The reasons why she had to leave the country seemed clear. But it was a little more difficult to understand the viciousness of her persecution. It is not that it was unprecedented: Bukelism was already attacking the journalists who revealed the misdeeds of the government, civil organizations, politicians from other parties and diplomats, but it was evident that Deleón did not have any powerful organization behind her.
“What political risk could you represent if you had lost the election? What would be the use of the government putting you in jail?”
“Look, if we think about it reasonably, with common sense, then there is no point in wasting time and resources like that. I have never held any kind of power, neither economic nor social, because I have been an independent activist. I have never been in a human rights organization as such. I mean, I was doing it all alone. And he knows it. But the problem with a person like Bukele is that he is very immature, very visceral and vindictive.”

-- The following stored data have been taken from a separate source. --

PR #2113, opened 2017-09-04
PCHR-2556: Contact.getLeaveManagees API to support the unassigned parameter.

tunbola:
## Overview
Currently the Contact.getLeaveManagees API only supports one mandatory parameter: `managed_by` which allows the API to returned contacts managed by the contact ID passed in the managed_by parameter. To make the API more flexible, the unassigned parameter is introduced in this PR to allow the API to return contacts that do not have an active Leave Approver relationship.

## Before
The Contact.getLeaveManageesAPI does not support the unassigned parameter.

## After
The Contact.getLeaveManageesAPI now supports the unassigned parameter. 
These are the rules that guide the new unassigned parameter in relation to the existing managed_by parameter:
- If the `unassigned` parameter isn't present in the request, then `managed_by` must be required.
- If `unassigned` is false, then `managed_by` must be required.
- If `unassigned` is true, then `managed_by` must not be passed.

---

- [X] Tests Pass

### DIFF
--- a/uk.co.compucorp.civicrm.hrleaveandabsences/CRM/HRLeaveAndAbsences/API/Query/ContactSelect.php
+++ b/uk.co.compucorp.civicrm.hrleaveandabsences/CRM/HRLeaveAndAbsences/API/Query/ContactSelect.php
@@ -51,6 +51,7 @@ class CRM_HRLeaveAndAbsences_API_Query_ContactSelect {
 
     $this->addJoins($customQuery);
     $this->addWhere($customQuery);
+    $this->addGroupBy($customQuery);
     $this->filterReturnFields();
 
     $this->query = new SelectQuery('Contact', $this->params);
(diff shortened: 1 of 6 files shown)


uk.co.compucorp.civicrm.hrleaveandabsences/tests/phpunit/api/v3/ContactTest.php
```diff
@@ -190,4 +187,78 @@ public function testGetLeaveManageesReturnsEmptyResultsWhenStaffMemberIsTryingTo
...
+    $this->callAPI('Contact', 'getleavemanagees', []);
+  }
+
+  public function testGetLeaveManageesReturnsOnlyContactsWithoutActiveLeaveApproverRelationshipWhenUnassignedTrue() {
+    $contact1 = $this->contact1;
+    $contact2 = $this->contact2;
+    $contact3 = ContactFabricator::fabricate();
+    $manager = $this->manager;
+
+    $relationshipType = RelationshipTypeFabricator::fabricate();
```
davialexandre: Please add a comment here noting why $contact3 won't be returned, even though this contact has a relationship with a manager

uk.co.compucorp.civicrm.hrleaveandabsences/tests/phpunit/api/v3/ContactTest.php
```diff
@@ -190,4 +187,78 @@ public function testGetLeaveManageesReturnsEmptyResultsWhenStaffMemberIsTryingTo
...
+    $this->assertEquals(3, $result['count']);
+    $this->assertEquals($result['values'][$contact2['id']]['id'], $contact2['id']);
+    $this->assertEquals($result['values'][$contact3['id']]['id'], $contact3['id']);
+    $this->assertEquals($result['values'][$manager['id']]['id'], $manager['id']);
+  }
+
+  public function testGetLeaveManageesReturnsNoInformationForContactWithActiveLeaveManagerAndOtherRelationshipWhenUnassignedIsTrue() {
+    $contact1 = $this->contact1;
+    $contact2 = $this->contact2;
+    $manager = $this->manager;
```
davialexandre: I think we don't need these local copies here too

uk.co.compucorp.civicrm.hrleaveandabsences/tests/phpunit/api/v3/ContactTest.php
```diff
@@ -190,4 +187,78 @@ public function testGetLeaveManageesReturnsEmptyResultsWhenStaffMemberIsTryingTo
...
+    RelationshipFabricator::fabricate([
+      'contact_id_a' => $contact1['id'],
+      'contact_id_b' => $manager['id'],
+      'relationship_type_id' => $relationshipType['id']
+    ]);
+
+    $result = $this->callAPI('Contact', 'getleavemanagees', ['unassigned' => true]);
+
+    //contact2 and and manager will be returned because they are without active leave
+    //approver relationdip.
```
davialexandre: s/relationdip/relationship/

uk.co.compucorp.civicrm.hrleaveandabsences/tests/phpunit/api/v3/ContactTest.php
```diff
@@ -190,4 +187,78 @@ public function testGetLeaveManageesReturnsEmptyResultsWhenStaffMemberIsTryingTo
...
+    //type leave approver.
+    RelationshipFabricator::fabricate([
+      'contact_id_a' => $contact1['id'],
+      'contact_id_b' => $manager['id'],
+      'relationship_type_id' => $relationshipType['id']
+    ]);
+
+    $result = $this->callAPI('Contact', 'getleavemanagees', ['unassigned' => true]);
+
+    //contact2 and and manager will be returned because they are without active leave
```
davialexandre: s/and and/and/

uk.co.compucorp.civicrm.hrleaveandabsences/CRM/HRLeaveAndAbsences/API/Query/ContactSelect.php
```diff
@@ -126,5 +150,25 @@ private function filterReturnFields() {
...
+
+    $conditions = [];
+    $conditions[] = 'rt.is_active = 1';
+    $conditions[] = 'rt.id IN(' . implode(',', $leaveApproverRelationshipTypes) . ')';
+    $conditions[] = 'r.is_active = 1';
+    $conditions[] = "(r.start_date IS NULL OR r.start_date <= '$today')";
+    $conditions[] = "(r.end_date IS NULL OR r.end_date >= '$today')";
+
+    return $conditions;
+  }
```
davialexandre: With this PR, this will be the third class with this same method (the others are `LeaveBalanceSelect` and `LeaveRequestSelect`). Perhaps we should see if we can refactor and extract this logic to somewhere more reusable?

uk.co.compucorp.civicrm.hrleaveandabsences/tests/phpunit/api/v3/ContactTest.php
```diff
@@ -190,4 +187,78 @@ public function testGetLeaveManageesReturnsEmptyResultsWhenStaffMemberIsTryingTo
...
+    //approver relationdip.
+    $this->assertEquals(2, $result['count']);
+    $this->assertEquals($result['values'][$contact2['id']]['id'], $contact2['id']);
+    $this->assertEquals($result['values'][$manager['id']]['id'], $manager['id']);
+  }
 }
```
davialexandre: What about adding tests for when you're logged in as admin and using unassigned = true?

uk.co.compucorp.civicrm.hrleaveandabsences/tests/phpunit/api/v3/ContactTest.php
```diff
@@ -23,6 +26,8 @@ class api_v3_ContactTest extends BaseHeadlessTest {
 
   public function setUp() {
     CRM_Core_DAO::executeQuery('SET foreign_key_checks = 0;');
+    $tableName = Contact::getTableName();
+    CRM_Core_DAO::executeQuery("DELETE FROM {$tableName}");
```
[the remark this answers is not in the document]
tunbola: Well, I had some weird issues with the test results, turned out my test db had some default contacts already in the database that counted among the unassigned contacts.

uk.co.compucorp.civicrm.hrleaveandabsences/CRM/HRLeaveAndAbsences/API/Query/ContactSelect.php
tunbola: What about a `RelationshipHelper` trait having a 'getLeaveApproverCondition` method?

davialexandre: It would solve the specific problem of having this method duplicated between these three classes, but we still have duplicated joins on these queries. For me, it seems that all of these are queries that support the `managed_by` param. That is, queries that return information of something managed by someone. I wonder if it would make sense to have a base `ManagedBySelect` class to centralize this logic and then these other 3 would extend it. Do you think it makes sense?

tunbola: Sounds good but not sure how complicated it's going to be and if its worth the time.

PR #143, opened 2025-05-21
CLOUDP-317713: Separate authentication mechanism checks

anandsyncs:
## Summary of Changes

- Introduced a new `IsDeploymentAuthenticationEnabled` method to the `Mechanism` interface.
- Implemented `IsDeploymentAuthenticationEnabled` for all authentication mechanism types to check only if a mechanism is enabled (present in the config), without comparing configuration objects.
- Updated the removal/disable logic to use this new method, ensuring mechanisms like LDAP and OIDC can be properly disabled even when configuration objects differ or are missing.
- Retained the original `IsDeploymentAuthenticationConfigured` method for cases where strict configuration matching is required.

Previously, the `IsDeploymentAuthenticationConfigured` method was used for both modifying and removing authentication mechanisms. However, its implementation checked both presence and exact configuration, which caused issues when removing mechanisms like LDAP or OIDC—these have separate configuration objects that may not exist locally after removal, causing the method to return `false` and preventing proper disabling.

By separating this logic:
- `IsDeploymentAuthenticationEnabled` is used for removal/disabling and checks only for presence.
- `IsDeploymentAuthenticationConfigured` remains for full config matching.

## Proof of Work

Tests pass, added an Ldap removal test to verify that mechanism removal works.

## Checklist

  * **q**: Clarifying question.

### DIFF
--- a/controllers/operator/authentication/ldap.go
+++ b/controllers/operator/authentication/ldap.go
@@ -116,7 +116,7 @@ func (l *ldapAuthMechanism) IsAgentAuthenticationConfigured(ac *om.AutomationCon
 }
 
 func (l *ldapAuthMechanism) IsDeploymentAuthenticationConfigured(ac *om.AutomationConfig, opts Options) bool {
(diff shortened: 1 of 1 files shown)


lucian-tosa (approved):
LGTM if 🟢

nammn (approved):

Deleón never believed that the persecution would reach this point: “I always thought that he would respect the professional relationship I had with him and the results I gave him,” she explains. In August 2021, she left El Salvador with her daughter for California, and was advised not to return. The Mesoamerican Initiative of Women Human Rights Defenders helped her find a place to stay in southern Mexico, while she applied for asylum in the country. At first it was very hard, she says: the uprooting, being away from her teenage son, explaining to her six-year-old daughter that they were on the run. “And she asked me: But why are we going to run away? Did you steal something?” They focused on small pleasures: the taste of tortillas, hot chocolate, making new friends, some motorcycle rides. In February of this year, two years after Bukele stormed the Assembly, she was notified that she had been granted refugee status and permanent residency in Mexico. It’s finally time for her to start over.